The bodies of 16 Iraqi Kurdish refugees and refugees, who immersion when their boat was wrecked while trying to cross the English Channel last month, they were repatriated to Iraq.
On Sunday, a cargo plane landed at the airport in Erbil, the capital of Iraq’s Kurdish region.
Ambulances then took the coffins to the villages of the dead.
A video released by Rudaw showed relatives crying as the boxes were removed from the airport.
“The last time I heard my son’s voice was when he boarded a boat. “Don’t worry Mama, I’ll be in England soon,” he said. Now he has come to me in a box, “said Shukriya Bakir.
The November 24 accident, in which 27 people were killed, was the deadliest in the history of the world refugees and refugees trying to cross the channel to the United Kingdom from France. The victims were seven women, a 16-year-old and a seven-year-old child.

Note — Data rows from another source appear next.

PR #4220, opened 2020-09-28
Replace classic division with floor division where applicable

gherceg:
Step 3 of [this document](https://docs.google.com/document/d/17QQu5BAAwle5KHTMawTlsf4o78ZRXElIKlrBdHjrU8M/edit#).

### DIFF
--- a/src/commcare_cloud/ansible/roles/pg_repack/files/pg_repack.py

In addition to the 16 Kurds of Iraq, the 26 victims were an Iranian Iranian, four Afghan men, three Ethiopians, Somalis and Egyptians.

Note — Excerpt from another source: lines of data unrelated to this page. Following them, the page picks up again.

PR #4222, opened 2020-09-28
Skip test_modernize.sh on Python 3

millerdev:
Test is inexplicably failing on Python 3 in https://github.com/dimagi/commcare-cloud/pull/4220

### DIFF
--- a/tests/test_modernize.sh
+++ b/tests/test_modernize.sh
@@ -6,6 +6,13 @@
 #
 # undo-modernizations.diff may need to be updated if new lines are added
 # that would be, but should not be modernized.
+
+PYVER=$(python --version 2>&1)
+[[ $PYVER =~ Python\ 2\. ]] || {
+    echo "Skipping modernize test on Python $PYVER"
+    exit 0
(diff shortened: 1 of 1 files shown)


tests/test_modernize.sh
```diff
@@ -6,6 +6,13 @@
 #
 # undo-modernizations.diff may need to be updated if new lines are added
 # that would be, but should not be modernized.
+
+PYVER=$(python --version 2>&1)
+[[ $PYVER =~ Python\ 2\. ]] || {
+    echo "Skipping modernize test on Python $PYVER"
```
gherceg, line 12: `$PYVER` already has "Python" in it, so does the echo string add a redundant Python?

gherceg (approved):

tests/test_modernize.sh
millerdev: Thanks. Fixed in https://github.com/dimagi/commcare-cloud/pull/4222/commits/b69718700d00aa9d301a34530306b7761889326d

Over the past decade, hundreds of thousands of people have arrived in Western Europe with the help of smugglers – fleeing conflict, persecution and poverty – on high-profile flights from Iraq, Syria, Afghanistan, Yemen, Sudan and elsewhere. Few are accepted.
Iraq is no longer at war since the fall of ISIL (ISIS) in 2017 but the growing unemployment and unemployment rate, as well as the political system that many Iraqi people consider to be fraudulent and intellectual, mean that many people see little chance of a better life. at home.
In the UK, meanwhile, in recent months it has seen an increasing number of people fleeing conflict or poverty trying to reach the coast, hoping to find security or better opportunities.
Many are at risk for dangerous voyages on small, immovable boats from France, such crossings have tripled this year compared to 2020.
The UK and France have pledged to take action to reduce the number of people trying to cross the border, but there are tensions between allies. spiked following what happened in November.
French President Emmanuel Macron accused British Prime Minister Boris Johnson at the time of being “indifferent” in his approach to preventing the crossing of a busy street in the world. Paris was outraged by Johnson’s first reaction to the tragedy, which seemed to denigrate France.
Opponents of the Johnson Conservative Party’s ruling coalition, including civil rights groups and opposition politicians, have criticized its failure to open up safe and legal channels for asylum seekers, forcing those seeking to travel to the UK to make dangerous crossings in order to do so. .
Almost always, the UK expects people to live within their borders before filing a reservation form.